Mit einer solidarischen Krankenversicherung für alle wollen wir auch noch eine weitere Gerechtigkeitslücke schließen: Warum sollen die Einkommen aus Arbeit zur Finanzierung der Gesundheitskosten herangezogen werden, aber nicht die, die beispielsweise durch Aktien oder andere Einkünfte erzielt werden? Das kann man überhaupt nicht begreifen! Mit einer Bürgerversicherung wollen wir nicht nur die Erwerbsarbeit, sondern auch andere Einkommen einbeziehen.
Sehr geehrte Damen und Herren, es gibt auch, wie Herr Yüksel erwähnt hat, immer mehr Privatversicherte, die ebenfalls Verlierer dieser Zweiklassenmedizin sind. Nicht wenige der Selbstständigen in unteren Einkommensbereichen können die derzeitigen hohen Mindestbeiträge nicht mehr aufbringen; denn private Krankenversicherungen erheben Beiträge grundsätzlich nach dem individuellen Gesundheitsrisiko und nicht nach der finanziellen Leistungsfähigkeit. Sie umfassen keine Familienversicherung, und sie werden mit zunehmendem Alter, trotz Kapitalrücklagen, immer teurer. Das ist mit ein Grund, warum diese Selbstständigen gemeinsam mit einer großen Zahl von nicht zahlenden Versicherten in sogenannten Notlagentarifen landen.
Sehr geehrte Damen und Herren, schließlich haben wir es in der Bundesrepublik nicht geschafft, dass jeder versichert ist. Obwohl seit 2009 eine Krankenversicherungspflicht besteht, haben mindestens 80.000 Menschen in Deutschland keinen Krankenversicherungsschutz. Dazu muss man auch die prekären Solo-Selbstständigen zählen.
Auch wenn die CDU und die FDP vor diesen Zuständen die Augen verschließen und das bestehende Zweiklassensystem schönreden wollen: Die Veränderungen werden auch vor unserem eingefahrenen Zweiklassengesundheitssystem nicht haltmachen.
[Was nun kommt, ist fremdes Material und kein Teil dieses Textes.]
PR #879, opened 2017-07-30
[Core V3] Make the bot data path configurable

tekulvw:
Hey guys, this PR is another step towards making the bot pip installable and fully containerizable.

### New features
- Added `from core import data_manager`
  - Useful function is `data_manager.cog_data_path(cog_instance)` which gives you your own data folder to store whatever you want in.
- Bot now requires a config file to start which defines where your data folders should be stored on the file system.

### Dependencies
- ~~#869~~
- ~~#853~~
- ~~Launcher rewrite #850~~
  - Gonna need to add some custom shit into this @palmtree5

PR #880, opened 2017-07-31
[Core V3] Add setup instructions for external data and cog paths

tekulvw:
One more step towards pip installability.

### New Features
- Refactored initial setup
- Add components to initial setup to ask for data path and cog install path for Downloader
- Setup creates a `config.json` file that's now required to start the bot as it contains the data path

### What does this mean?
*We're no longer depended on current working directory.*

### How do I use this?
1. Update your requirements: `pip install -U -r requirements.txt`
2. `python /path/to/main.py`
3. The bot will then generate a file named `config.json` to the current working directory.
4. From now on run the bot using `python /path/to/main.py /path/to/config.json`

### Dependencies
- ~~#853~~
- #879

### DIFF
--- a/.github/CODEOWNERS
+++ b/.github/CODEOWNERS
@@ -4,6 +4,7 @@
 # Core
 core/config.py              @tekulvw
 core/cog_manager.py         @tekulvw
+core/data_manager.py        @tekulvw
 core/drivers/*              @tekulvw
 core/sentry_setup.py        @Kowlin @tekulvw
 
--- a/.github/CODEOWNERS
+++ b/.github/CODEOWNERS
@@ -3,6 +3,7 @@
 
 # Core
 core/config.py              @tekulvw
+core/cog_manager.py         @tekulvw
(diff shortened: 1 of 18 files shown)


mikeshardmind:
It works, but it shouldn't be asking me for a cog data path on each launch, that should be detected as having already been set.

tekulvw:
It doesn't ask you for a data path every launch if you provide the config
file it generates when you run the bot. E.g. `python main.py config.json`

tekulvw:
Added extra instructions to this PR.

mikeshardmind:
Right, but if that config file exists in Red's directory, it should be considered the default config file unless a different one is specified.

tekulvw:
The point of this PR is to get stuff out of the bot folder. I'm not going to add support for that, just use the command line argument.

tekulvw:
Right idea, wrong implementation. New stuff will be coming soon in different PRs.

PR #889, opened 2017-08-06
[Config V3] Fix 'all' handling to match docs

### LINKED ISSUE #888: [Config V3] User all returning wrong level
All is currently returning USER_ID -> data instead of just data

tekulvw:
Fixes #888


tekulvw:
@palmtree5 this may break bank's get_all_accounts

tekulvw:
The latest commit allows users to do stuff like: `_conf.casetypes.get_attr(casetype, resolve=False).case_repr()`

palmtree5 (approved):

PR #907, opened 2017-08-12
[Config] Asynchronous getters

tekulvw:
I tried to get everythng but I'm sure something is still going to break.


palmtree5 (approved):
lgtm

PR #919, opened 2017-08-14
Implement seeking in YouTube links through the t and end URL parameters

alexwh:


cogs/audio.py
```diff
@@ -1382,7 +1393,11 @@ def _valid_playable_url(self, url):
             url = "[SEARCH:]" + url
 
         if "[SEARCH:]" not in url and "youtube" in url:
-            url = url.split("&")[0]  # Temp fix for the &list issue
+            parsed_url = urllib.parse.urlparse(url)
```
tekulvw, line 1480: What is this section doing exactly?

alexwh: Based on the original comment, I assume the original code was there just to cut out any possible &list arguments, so youtube_dl didn't mess with the existing playlist system.
I need youtube_dl to get the &t= and &end= parameters so it can parse them to return start and end_time, so instead of cutting off all parameters, I parsed the URL and only removed list (if any).

Twentysix26 (approved):
Works as expected

tekulvw (changes requested):
Rebase and resolve conflicts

(Beifall von den GRÜNEN und der SPD)
Es ist Zeit für eine solidarische Krankenversicherung für alle. Eine umfassende Lösung der genannten Probleme wird uns nur mit einer Bürgerversicherung gelingen. Im Wartezimmer darf es keine Rolle mehr spielen, wo die Patientinnen und Patienten versichert sind. Termine sollten nach der medizinischen Notwendigkeit und nicht nach dem Geldbeutel vergeben werden. – Vielen Dank für Ihre Aufmerksamkeit.